The molecular life course of a buttercream birthday cake
Birthday parties with my extended family are always loud with lots of people and lots of food; it’s full of children eating and playing. And in the midst there is a three year old boy who patiently tells my cousin what he had to eat featuring quite prominently the buttercream he impishly licked off his piece of the birthday cake. My cousin’s son has type 1 diabetes. His body cannot produce any insulin to regulate his blood glucose levels. Therefore, it is up to him and his parents to constantly check and regulate the circulating glucose. Patients with diabetes have a shorter life expectancy due to an increased risk for microvascular diseases such as kidney disease and macrovascular diseases such as atherosclerosis and stroke. Blindness and amputations are also possible diabetic related complications.
Diabetes comes in different forms. People like my cousin’s son suffer from type 1 diabetes that typically affects younger people and leads to a complete loss of insulin production. Type 2 diabetes is more common. It develops silently and gradually mainly affecting older people when their bodies become less sensitive to insulin and it is associated with a sedentary lifestyle and obesity. As Australians become less active and more obese, type 2 diabetes is on the rise. According to Diabetes Australia, 180 Australians are newly diagnosed with type 2 diabetes every day
With so many interacting risk factors and the spectrum of diabetes, how can we make sense of the complexity? Systems biology has emerged as a branch of science that aims to put the pieces together in their appropriate context. Within the Molecular Life Course Research (Molar) group, we analyse dynamic, complex interaction data with the ultimate aim to find and understand molecular patterns that are indicative, predictive or causative of cardiovascular disease, diabetes and obesity. University of Adelaide Professor Ville-Petteri Mäkinen is heading these research efforts and he is currently supported by two Post-doctoral researchers Song Gao and Stefan Mutter. His team is one of two EMBL Australia research groups hosted by SAHMRI. EMBL is the European flagship organisation for life science research and Australia is an associated member of it with research groups all over the country. This EMBL network provides opportunities for national and international co-operations in Australia and throughout Europe.

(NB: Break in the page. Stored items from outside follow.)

PR #1620, opened 2020-10-12
sqlite docs updated

e3rd:


e3rd:
( + I pushed `import argparse` to the top because it should be ordered alphabetically)

wagner-certat:
Thanks!

PR #1622, opened 2020-10-14
Integrate sphinx to build documentation

schacht-certat:


docs/requirements.txt
```diff
@@ -0,0 +1,12 @@
+recommonmark==0.6.0
+Sphinx==3.2.1
+sphinx-markdown-tables==0.0.15
+PyYAML==5.3.1
```
wagner-certat, line 4: I don't approve those exact version requirements. Can we use `>=` instead?

schacht-certat: done ;)

PR #1623, opened 2020-10-15
parser_ctip: Update AZURE fields

monoidic:
This commit adds support for some fields which are used in a CTIP feed.


intelmq/bots/parsers/microsoft/parser_ctip.py
```diff
@@ -91,9 +91,21 @@
...
+    "DestinationIpInfo.DestinationIpAsnOrgName": "source.as_name",
+    "DestinationIpInfo.DestinationIpCountryCode": "source.geolocation.cc",
+    "DestinationIpInfo.DestinationIpRegion": "source.geolocation.region",
+    "DestinationIpInfo.DestinationIpCity": "source.geolocation.city",
+    "DestinationIpInfo.DestinationIpPostalCode": "extra.source.geolocation.postal_code",
+    "DestinationIpInfo.DestinationIpLatitude": "source.geolocation.latitude",
+    "DestinationIpInfo.DestinationIpLongitude": "source.geolocation.longitude",
+    "DestinationIpInfo.DestinationIpMetroCode": "extra.source.geolocation.metro_code",
+    "DestinationIpInfo.DestinationIpAreaCode": "extra.source.geolocation.area_code",
+    "DestinationIpInfo.DestnationIpConnectionType": "protocol.application",
```
wagner-certat, line 104: I think we are mixing here source and destination. `DestinationIp` results in `destination.ip` but the corresponding asn `DestinationIpInfo.DestinationIpAsnNumber` is saved as `source.asn`.

wagner-certat (changes requested):
Thanks for the PR!

I initially only tested the parser with the ctip-infected-summary feed. It looks like these fields are only present in the ctip-c2 blob container/feed, is this correct?

intelmq/bots/parsers/microsoft/parser_ctip.py
monoidic: Indeed, this would have been a part of an ugly hack, but I'll just map destination to destination properly instead.

monoidic:
Indeed, they are from the c2 feed.

wagner-certat (approved):

wagner-certat:
Thanks again @monoidic 

Merged and picked for next bugfix release

PR #4921, opened 2022-11-15
Jasp report

JorisGoosen:
JASP reporting adds a special jaspObject in https://github.com/jasp-stats/jaspBase/pull/100 that can be used to give feedback to a user either through the interface or JASP or by making a webpage of the results available in a directory if the user so chooses. This can then be displayed anywhere by [spinning up a simple webserver](https://www.redhat.com/sysadmin/simple-http-server) and opening the required ports etc.

JASP is also able to collect these reports from the entire resultswindow and write them to files that can then be easily served through a webserver. All of this functionality is hidden/disabled if reporting-mode is off. And reportingmode can only be enabled/disabled when running in development mode. (for now anyway, as this is really meant for users atm)


Desktop/html/index-jasp.html
```diff
@@ -0,0 +1,57 @@
+<!DOCTYPE html>
```
JorisGoosen, line 1: this one is now the one used *inside* jasp

Desktop/html/index.html
```diff
@@ -8,48 +8,57 @@
 
     <link rel="stylesheet" href="css/jquery-ui-1.10.1.custom.css"			type="text/css" />
```
JorisGoosen, line 9: and this *outside*

Desktop/mainwindow.cpp
```diff
@@ -1086,15 +1113,12 @@ void MainWindow::dataSetIOCompleted(FileEvent *event)
...
-				_engineSync->resumeEngines();
-
-				//Also give it like 3secs to have the ribbon load
+			{				
+				//Give it like 3secs to have the ribbon load and the engines to load the data
 				QTimer::singleShot(3000, this, &MainWindow::startComparingResults);
 			}
-
+			else if(_reporter && !_reporter->isJaspFileNotDabaseOrSynching())
+					exit(12);
```
boutinb, line 1121: What is this 12 number?

boutinb (approved):

PR #4922, opened 2022-11-16
set TableView dimensions from QML

vandenman:


QMLComponents/models/listmodeltableviewbase.cpp
```diff
@@ -180,6 +180,66 @@ void ListModelTableViewBase::removeRow(size_t row, bool emitStuff)
...
+				_tableTerms.values.push_back(values);
+			}
+		}
+	}
+
+	if (emitStuff)
+	{
+		endResetModel();
+
+		emit columnCountChanged();
```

Currently, we are working together with a group of Finnish scientists led by Dr Markku Lehto (Folkhälsan Research Center, Helsinki) looking into the relationship of type 1 diabetes and high fat meals. For that purpose, type 1 diabetes patients and healthy individuals were given three consecutive high fat meals throughout the course of one day. This reflects the situation my cousin’s son and all other patients are in. Our data consists of metabolic profiles that give information on lipids and amino acids in the blood. Lipid concentrations including cholesterol particularly are important as they are closely linked to cardiovascular disease. Most of the cholesterol is carried in low-density lipoprotein (LDL) particles to the cells and a high LDL concentration is a causal risk factor for atherosclerosis.
Looking at each metabolite separately, we were surprised how similar the average diabetic and non-diabetic person reacts to three consecutive high fat meals (Figure 1), although the situation might be very different for high-carbohydrate meals that have a stronger impact on glucose metabolism. Interestingly, the individual responses vary greatly (Figure 1). For example, it is reasonable to expect that ingestion of lipids leads to increase in circulating lipids in the blood, but in both groups there are individuals whose lipid levels stay constant and others whose increase is three times the baseline fasting value.
Figure 1. Post-prandial triglycerides. (A) Average increase in triglycerides concentrations from a fasting baseline for type 1 diabetes patients and non-diabetic individuals during the course of a day while having a high fat meal at breakfast (8m), lunch (12pm) and dinner (4pm). (B) Histogram showing the maximum increase of individual triglycerides concentrations from fasting baseline during the course of day with high fat meals at breakfast (8am), lunch (12pm) and dinner (4pm).
We have just had a first look at a large epidemiological dataset of over 8000 Chinese people living in the Jiangsu province whose nutrition, health and some socio-economic factors have been monitored meticulously at baseline and at a follow-up five years later. We are also looking at the metabolomics data from large population cohorts in Europe. The fasting state is well covered by existing literature, but the great challenge is to connect small, detailed studies like the one with high fat meals and type 1 diabetes patients with population-level data and policies. Metabolomic profiling could be a solution and therefore, we are pursuing an interdisciplinary approach to understand the biology. From a scientific point of view, small and detailed datasets that follow people throughout the day are important as they contain keys to what happens while we are not at fasting.
Now, what does this all mean for my cousin’s son? At the next birthday party when my family’s traditional buttercream cake will be served and all the children just want to lick off the cream and leave the drier sponge cake underneath for their parents, it is still unhealthy to do so. But if he and his parents monitor his blood sugar levels and keep them well controlled, our first results indicate that at least he is not worse off from a metabolomics perspective than the other healthy children who just like him cannot wait for their parents to be distracted so that they can lick off the fatty buttercream.